Stefano Magni, docente di letteratura italiana all’Università di Aix en Provence-Marseille porta ora in libreria una ponderosa riflessione su Giuseppe Antonio Borgese (G.A. Borgese – Dal nazionalismo al federalismo). Libro “definitivo”, se mai ce ne possono essere in un contesto così fluido come la critica letteraria, e che fa il punto non solo sullo scrittore e pensatore del fronte nazionalista negli anni della Grande Guerra e sull’antifascista che preferì un dorato esilio americano (a partire dal 1931, quando fu chiamato come visiting professor a Berkley) al giuramento di fedeltà al regime (imposto proprio nel 1931 ai docenti universitari), ma anche sull’ultima fase della sua vita, sicuramente la meno conosciuta, quando Borgese consolida posizioni federalistiche e pacifiste anche sulla scorta di una adesione non dogmatica alla fede bahà’i. Il professor Magni ha gentilmente accondisceso a rispondere ad alcune domande per chiarire gli obiettivi e i risultati della sua ricerca.

 

Caro Stefano, di Borgese, anche un italiano di buona cultura conosce solamente il romanzo Rubè, che viene generalmente citato nella maggior parte delle Storie della letteratura per i Licei. Eppure non è la sua sola opera di narrativa, scrisse anche un quasi dimenticato (nonostante alcune recenti ristampe) I vivi e i morti oltre a racconti, scritti di viaggio e perfino poesie. Potresti riassumere, sinteticamente, il suo percorso di narratore?

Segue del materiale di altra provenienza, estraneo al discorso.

PR #2097, opened 2023-05-11
DRAFT: remove:feat:random beacon

eelanagaraj:
Still debugging a few test failures in:
- RLP decoding/encoding tests (obviously failing due to the changed block format with `Randomness` missing, but need to re-generate test chain data)
- State differences in tracing, etherJS, e2e tests on dynamic pricing (don't yet know why there are differences in gas prices, & expected behavior when state is missing)
  - tracing seems to be broken on `feature-split` too so that's ok ✔️ 

### Description

### Other changes

### Tested

### Related issues

- Fixes #[issue number here]

### Backwards compatibility


palango:
Closing this as we're using a different approach now. We';; keep the branch for future reference.

PR #2098, opened 2023-05-11
Update linter and format with go1.19

karlb:
Geth does not show any formatting difference when running `gofmt -l .` with go1.19. So formatting our code according to the same rules should reduce unnecessary formatting differences.

With the new linter, `make lint` also succeeds locally, which it didn't do for me before.


karlb:
Closed in favour of https://github.com/celo-org/celo-blockchain/pull/2107.

PR #2099, opened 2023-05-11
remove-feat: ethereum compatible tx/mandatory replay protection

gastonponti:
Removal of the ethCompatible for txs, and the replay protection mandatory for Donut


mcortesi (approved):

palango:
Closing this as we're using a different approach now. We';; keep the branch for future reference.

PR #2103, opened 2023-05-12
Cleanup Precompiles (#2092)

palango:
* Move Celo preocompiles to celo_contracts.go (do the same with tests)
* Modify calling behaviour so that we don't need to modify every eth precompile (just use a wrapper for them)
* Simplify diff with contracts and contracts_test


core/vm/contracts.go
```diff
@@ -294,16 +242,14 @@ func ActivePrecompiles(rules params.Rules) []common.Address {
...
 	if suppliedGas < gasCost {
 		return nil, 0, ErrOutOfGas
 	}
-	gasLeft := suppliedGas - gasCost
-	output, err := p.Run(input, caller, evm)
-	log.Trace("Finished running precompiled contract", "input", input, "gas", suppliedGas, "gas_left", gasLeft)
-	return output, gasLeft, err
+	suppliedGas -= gasCost
+	output, err := p.Run(input, ctx)
+	return output, suppliedGas, err
```
karlb, line 252: The naming `suppliedGas` is not the best fit after the gasCost is deducted. I prefer the old version with the `gasLeft`. Or just return `output, suppliedGas - gasCost, err` if you don't like the additional local variable.

karlb (approved):
Looks good, just one variable naming nitpick.

The review would have been easier to do thoroughly if moving the code to celo_contracts and the other changes were separate commits.

core/vm/contracts.go
palango: Makes sense, I changed it back.

PR #2104, opened 2023-05-15
Hex-encode difficulty in RPC

karlb:
See https://github.com/celo-org/celo-blockchain/pull/2105 instead, due to CI-from-forked-repo problem.


karlb:
See https://github.com/celo-org/celo-blockchain/pull/2105 instead, due to CI-from-forked-repo problem.

PR #2107, opened 2023-05-16
Apply `go1.18.10 fmt ./...`

karlb:
Having all code formatted by the same tools helps with consistency and reduced diffs. Why go 1.18?
* Geth v1.10.9 shows no formatting differences when that version is used for formatting
* Later versions do
* Geth v1.10.9 uses go1.15 in its go mod. But that go version is so old that using it causes a large amount of additional errors during compilation and I want to avoid using different versions for compilation and formatting.
* Formatting with go 1.18 and 1.15 yields the same results (at least for geth and celo-blockchain)

Problems not solved which would be solved by moving to golint1.51.1 and go1.19 formatting (which have to go together):
* Linting fails locally
* Linting in CI did not catch that our formatting diverged from the gofmt output

Replaces https://github.com/celo-org/celo-blockchain/pull/2098 until we use a more recent geth version as a base.

### DIFF
--- a/crypto/bls12377/arithmetic_decl.go
+++ b/crypto/bls12377/arithmetic_decl.go
@@ -1,3 +1,4 @@
+//go:build amd64 && !generic
 // +build amd64,!generic
 
 package bls12377
--- a/cmd/evm/internal/t8ntool/transition.go
+++ b/cmd/evm/internal/t8ntool/transition.go
@@ -88,7 +88,7 @@ func Transition(ctx *cli.Context) error {
 	log.Root().SetHandler(glogger)
 
 	// TODO this command is broken: vmContext and vmRunner can not be created as required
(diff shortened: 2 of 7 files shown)


crypto/bls12377/arithmetic_decl.go
```diff
@@ -1,3 +1,4 @@
+//go:build amd64 && !generic
 // +build amd64,!generic
```
karlb, line 2: Go 1.18 prefers the new format of build instructions and will add them during formatting. Once this has been added by gofmt 1.18, this output stays stable across all gofmt versions between 1.15 and 1.18.

Eventually, we can use `go fix` to remove the old instructions. But I want to wait until I am sure at least go 1.18 is used everywhere.

carterqw2 (approved):

PR #519, opened 2024-05-26
Add basic support for .heic files

ususdei:


src/sigal/image.py
```diff
@@ -220,7 +225,11 @@ def get_exif_data(filename):
 
     try:
         with warnings.catch_warnings(record=True) as caught_warnings:
-            exif = img._getexif() or {}
+            exif = {}
+            if hasattr(img, "_getexif") and callable(img._getexif):
+                exif = img._getexif()
+            elif "exif" in img.info:
+                exif = img.getexif()._get_merged_dict()
```
saimn, line 232: `img._getexif()` is an alias for `img.getexif()._get_merged_dict()` so we can probably switch to the public methods, which I think are supported since a long time ? (Our min version of pillow is 8.0 currently)

saimn (commented):
Thanks for the PR and sorry about the delay. The PR looks good but it will need a rebase. Also would be great if you can add a test and test image (with an open source license).

src/sigal/gallery.py
```diff
@@ -264,7 +264,7 @@ def exif(self):
         datetime_format = self.settings["datetime_format"]
         return (
             get_exif_tags(self.raw_exif, datetime_format=datetime_format)
-            if self.raw_exif and self.src_ext in (".jpg", ".jpeg")
+            if self.raw_exif and self.src_ext in (".jpg", ".jpeg", ".heic")
```
saimn, line 267: The extension list here and below should also include ".heif" I guess ?
Also, those extensions should be recognized only if pillow-heif is available, so might be better to store this list somewhere where it can be imported (in the `image` module ?) and reused.

src/sigal/image.py
ususdei: Gladly!
I just wasn't sure if I would break any weird combination, because both variants use some private API.
But let tox find out :-)

src/sigal/gallery.py
ususdei: I'm not sure about `.heif` files. As I understand it, this is more of a container format and may contain different image-formats.
I guess `pillow-heif` should be able to handle them all, but I have no way to test that yet.

I would actually prefer it if the program errors out if it encounters `.heic` images without `pillow-heif` installed, instead of just silently ignoring and skipping those pictures.
I mean, they are in fact Images - no matter if supported or not - and the user probably intended for them to be included in the gallery.

saimn:
@ususdei - I played a bit with the code and activated .heic extensions by default so sigal finds them and logs a warning if pillow-heif is missing. Is it ok for you ? And just to be sure, test image is one of yours that you accept to share under sigal's license ?

ususdei:
@saimn  Yeah, sure! I'm totally okay with that. And thanks for the cleanup.

I took that random picture specifically for that purpose.
So just to give that explicitly in writing: I am the author of the photo in `tests/sample/pictures/dir1/test1/outdoor.heic` and hereby release it into public domain or alternatively under the MIT license.

saimn:
Great, thanks a lot !

PR #520, opened 2024-06-01
Implement automatic slideshows in galleria theme

ususdei:
This PR first adds the `autoplay` setting, which is just forwarded to galleria.

In then adds the [NoSleep.js](https://github.com/richtr/NoSleep.js/) library
and the setting `nosleep` to enable it.
This can prevent e.g. tablets from falling asleep during a slideshow
(note that this is not always supported by the device).


saimn:
Thanks for the PR, and sorry for the delay. I'm not about the addition of `nosleep.js`, I understand it can be useful but that's another library to manage/update, and it's easy enough to tune the OS settings if needed.

saimn:
I merged the autoplay commit, thanks.

PR #524, opened 2024-09-03
Added support for display_timestamp setting

KaibutsuX:
Shows the generation timestamp in the resulting galleries and albums

This is helpful for automated/cron updates to see when the last run was


saimn:
Thanks!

In effetti Borgese è stato un intellettuale poliedrico e se non si citano molti titoli tra le sue opere narrative è perché ha sperimentato molti generi e, in narrativa, si è limitato a due romanzi e ad alcune raccolte di novelle. Ha anche scritto poesie, ma non lo ricorderei per questo. È stato molto più prolifico e acuto come critico letterario. Aveva uno stile tagliente, opinioni decise, creava belle immagini critiche. Il termine “crepuscolare” ci viene dalla sua penna. Però tutto il mio libro costituisce un tentativo di far dimenticare questo Borgese per presentarne un altro, di cui non si parla mai, che da inizio Novecento, da Il Regno (1903-1904) fino a Common Cause (1947-1951), una rivista da lui diretta quando era docente a Chicago, si occupa della politica e dei problemi del suo tempo. Egli è stato nazionalista al fianco di Corradini, colui che nel 1910 ha fondato proprio il partito nazionalista italiano. Poi, proprio nel 1910, rompe con il movimento nascente e si cerca una nicchia in una posizione di destra più moderata. Resta un conservatore, dalla formazione religiosa molto chiara, ma dalle scelte assolutamente laiche in politica, un po’ come lo furono prima di lui Dante e Mazzini, autori cui si ispira. Borgese è sempre difficile da inquadrare. Esce da un nucleo di intellettuali che hanno sostenuto il fascismo, ma già dal 1910 la sua posizione è defilata. Per questo non è piaciuto ai fascisti e nemmeno agli antifascisti di sinistra nel dopoguerra. Da qui l’oblio nel quale è caduto.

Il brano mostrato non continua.